<<<<
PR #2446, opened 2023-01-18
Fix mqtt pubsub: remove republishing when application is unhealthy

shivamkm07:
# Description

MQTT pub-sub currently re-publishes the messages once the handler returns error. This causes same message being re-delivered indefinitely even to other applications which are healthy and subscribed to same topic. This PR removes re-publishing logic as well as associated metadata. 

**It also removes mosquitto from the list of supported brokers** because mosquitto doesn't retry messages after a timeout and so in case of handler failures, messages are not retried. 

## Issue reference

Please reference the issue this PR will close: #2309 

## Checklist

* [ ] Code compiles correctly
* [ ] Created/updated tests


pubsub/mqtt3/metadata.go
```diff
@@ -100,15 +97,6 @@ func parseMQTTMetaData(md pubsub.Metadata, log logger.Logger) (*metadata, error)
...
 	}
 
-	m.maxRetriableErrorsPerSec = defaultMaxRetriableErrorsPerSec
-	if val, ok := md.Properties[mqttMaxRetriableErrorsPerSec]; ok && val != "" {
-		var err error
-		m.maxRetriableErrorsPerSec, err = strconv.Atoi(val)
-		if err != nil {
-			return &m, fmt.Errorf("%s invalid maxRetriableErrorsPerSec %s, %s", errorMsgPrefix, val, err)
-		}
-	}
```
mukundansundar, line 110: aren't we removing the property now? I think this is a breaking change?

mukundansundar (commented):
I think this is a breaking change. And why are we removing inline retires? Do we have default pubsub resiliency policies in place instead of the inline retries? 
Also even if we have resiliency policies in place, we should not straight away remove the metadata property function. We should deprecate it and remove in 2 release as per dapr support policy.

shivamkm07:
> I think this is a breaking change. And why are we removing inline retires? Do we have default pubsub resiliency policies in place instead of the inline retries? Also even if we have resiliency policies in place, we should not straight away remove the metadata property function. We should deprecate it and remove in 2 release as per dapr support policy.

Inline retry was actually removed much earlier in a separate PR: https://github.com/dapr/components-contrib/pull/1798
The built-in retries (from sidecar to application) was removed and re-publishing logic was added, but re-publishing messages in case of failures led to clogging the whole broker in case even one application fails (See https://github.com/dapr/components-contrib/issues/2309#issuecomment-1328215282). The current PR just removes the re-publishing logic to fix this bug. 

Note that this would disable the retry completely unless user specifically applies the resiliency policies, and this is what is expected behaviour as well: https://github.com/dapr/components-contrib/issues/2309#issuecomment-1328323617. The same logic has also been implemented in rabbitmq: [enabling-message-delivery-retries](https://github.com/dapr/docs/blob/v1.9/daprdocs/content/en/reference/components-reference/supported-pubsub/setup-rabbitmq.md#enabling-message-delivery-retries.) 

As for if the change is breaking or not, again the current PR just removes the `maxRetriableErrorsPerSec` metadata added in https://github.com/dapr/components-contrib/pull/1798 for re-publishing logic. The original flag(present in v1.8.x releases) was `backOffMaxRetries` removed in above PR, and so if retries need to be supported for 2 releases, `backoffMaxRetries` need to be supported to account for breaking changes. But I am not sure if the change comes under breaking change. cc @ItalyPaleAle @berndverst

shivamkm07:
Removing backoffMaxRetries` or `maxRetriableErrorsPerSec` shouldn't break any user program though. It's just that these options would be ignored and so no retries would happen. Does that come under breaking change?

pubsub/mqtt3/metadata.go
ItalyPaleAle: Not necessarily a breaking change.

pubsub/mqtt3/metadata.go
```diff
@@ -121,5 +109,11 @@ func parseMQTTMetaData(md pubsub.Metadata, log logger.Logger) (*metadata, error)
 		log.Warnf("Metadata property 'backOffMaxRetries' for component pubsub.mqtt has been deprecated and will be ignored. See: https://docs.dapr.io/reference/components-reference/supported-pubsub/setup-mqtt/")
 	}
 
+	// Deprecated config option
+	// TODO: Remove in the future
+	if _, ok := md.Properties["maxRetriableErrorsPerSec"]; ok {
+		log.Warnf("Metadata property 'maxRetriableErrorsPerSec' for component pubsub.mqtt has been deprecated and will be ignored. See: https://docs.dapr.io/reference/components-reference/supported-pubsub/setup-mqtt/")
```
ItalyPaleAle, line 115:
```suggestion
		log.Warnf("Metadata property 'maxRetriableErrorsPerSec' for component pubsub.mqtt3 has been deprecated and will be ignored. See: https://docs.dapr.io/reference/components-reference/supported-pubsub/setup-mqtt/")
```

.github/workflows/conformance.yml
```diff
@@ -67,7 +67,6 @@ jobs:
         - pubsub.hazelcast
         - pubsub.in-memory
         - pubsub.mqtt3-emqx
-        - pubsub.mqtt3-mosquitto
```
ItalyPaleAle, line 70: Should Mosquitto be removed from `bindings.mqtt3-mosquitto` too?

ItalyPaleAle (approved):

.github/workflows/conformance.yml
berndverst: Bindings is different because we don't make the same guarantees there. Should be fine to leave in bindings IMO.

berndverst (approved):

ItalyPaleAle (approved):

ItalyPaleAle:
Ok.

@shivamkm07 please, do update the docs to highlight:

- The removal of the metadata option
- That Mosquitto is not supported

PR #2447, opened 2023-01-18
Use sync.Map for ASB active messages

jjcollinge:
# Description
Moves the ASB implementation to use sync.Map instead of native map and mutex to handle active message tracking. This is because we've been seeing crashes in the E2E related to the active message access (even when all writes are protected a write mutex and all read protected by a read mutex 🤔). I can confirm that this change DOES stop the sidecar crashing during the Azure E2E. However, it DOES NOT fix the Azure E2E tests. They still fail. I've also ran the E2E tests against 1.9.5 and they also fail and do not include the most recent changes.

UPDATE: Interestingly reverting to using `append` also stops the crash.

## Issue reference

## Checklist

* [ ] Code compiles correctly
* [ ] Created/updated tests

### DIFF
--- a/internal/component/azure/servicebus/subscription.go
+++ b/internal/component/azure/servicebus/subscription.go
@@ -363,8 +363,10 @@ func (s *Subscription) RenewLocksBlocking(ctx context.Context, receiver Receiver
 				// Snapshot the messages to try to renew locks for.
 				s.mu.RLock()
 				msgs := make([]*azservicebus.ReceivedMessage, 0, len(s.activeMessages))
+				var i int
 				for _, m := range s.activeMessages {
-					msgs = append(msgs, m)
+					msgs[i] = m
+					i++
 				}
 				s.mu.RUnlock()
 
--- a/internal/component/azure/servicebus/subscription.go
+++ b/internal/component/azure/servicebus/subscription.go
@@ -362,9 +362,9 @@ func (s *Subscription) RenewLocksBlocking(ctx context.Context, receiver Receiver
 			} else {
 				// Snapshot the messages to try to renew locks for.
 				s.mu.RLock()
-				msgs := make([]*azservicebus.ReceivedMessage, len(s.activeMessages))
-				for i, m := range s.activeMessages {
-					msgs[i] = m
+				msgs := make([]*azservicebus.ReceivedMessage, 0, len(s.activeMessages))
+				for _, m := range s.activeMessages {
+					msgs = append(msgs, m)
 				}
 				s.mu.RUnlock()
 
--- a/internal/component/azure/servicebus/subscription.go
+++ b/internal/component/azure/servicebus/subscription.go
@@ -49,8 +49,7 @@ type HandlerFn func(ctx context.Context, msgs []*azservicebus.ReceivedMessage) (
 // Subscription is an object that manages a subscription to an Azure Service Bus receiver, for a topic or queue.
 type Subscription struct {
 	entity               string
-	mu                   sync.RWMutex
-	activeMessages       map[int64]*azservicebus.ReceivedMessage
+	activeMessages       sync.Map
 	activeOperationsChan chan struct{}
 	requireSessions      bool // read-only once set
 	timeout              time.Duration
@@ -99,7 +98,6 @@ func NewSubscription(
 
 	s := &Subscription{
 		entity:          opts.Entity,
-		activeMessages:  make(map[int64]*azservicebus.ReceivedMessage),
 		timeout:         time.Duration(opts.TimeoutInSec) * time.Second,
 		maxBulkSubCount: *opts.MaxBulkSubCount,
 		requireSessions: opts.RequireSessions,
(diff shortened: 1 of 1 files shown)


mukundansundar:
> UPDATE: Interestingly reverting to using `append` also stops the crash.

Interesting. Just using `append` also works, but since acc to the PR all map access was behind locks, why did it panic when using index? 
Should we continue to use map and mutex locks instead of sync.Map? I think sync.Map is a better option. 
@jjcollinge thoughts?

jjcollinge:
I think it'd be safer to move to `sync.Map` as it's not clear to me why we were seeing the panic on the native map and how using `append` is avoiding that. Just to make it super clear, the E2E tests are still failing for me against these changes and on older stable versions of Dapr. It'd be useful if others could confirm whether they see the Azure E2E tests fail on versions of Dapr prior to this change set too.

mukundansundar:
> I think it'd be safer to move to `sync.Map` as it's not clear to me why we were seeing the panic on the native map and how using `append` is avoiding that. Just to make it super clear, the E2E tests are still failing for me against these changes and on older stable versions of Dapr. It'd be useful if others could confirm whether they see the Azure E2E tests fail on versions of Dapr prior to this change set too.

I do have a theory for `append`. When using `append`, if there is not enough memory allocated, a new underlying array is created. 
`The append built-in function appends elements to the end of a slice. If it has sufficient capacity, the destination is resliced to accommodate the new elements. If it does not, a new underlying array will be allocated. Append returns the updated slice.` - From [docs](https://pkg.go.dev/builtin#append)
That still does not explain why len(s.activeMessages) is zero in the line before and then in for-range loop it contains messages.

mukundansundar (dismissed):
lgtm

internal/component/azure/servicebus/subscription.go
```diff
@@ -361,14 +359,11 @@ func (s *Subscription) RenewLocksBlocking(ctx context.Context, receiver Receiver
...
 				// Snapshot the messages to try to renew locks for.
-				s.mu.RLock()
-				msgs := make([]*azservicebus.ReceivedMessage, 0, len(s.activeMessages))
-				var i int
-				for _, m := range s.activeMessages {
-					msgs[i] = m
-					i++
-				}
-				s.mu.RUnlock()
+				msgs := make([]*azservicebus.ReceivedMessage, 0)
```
>>>>
### Task goal:
Filter the data above down to lines with the word "reverting", and copy them.

### Written response:
UPDATE: Interestingly reverting to using `append` also stops the crash.
> UPDATE: Interestingly reverting to using `append` also stops the crash.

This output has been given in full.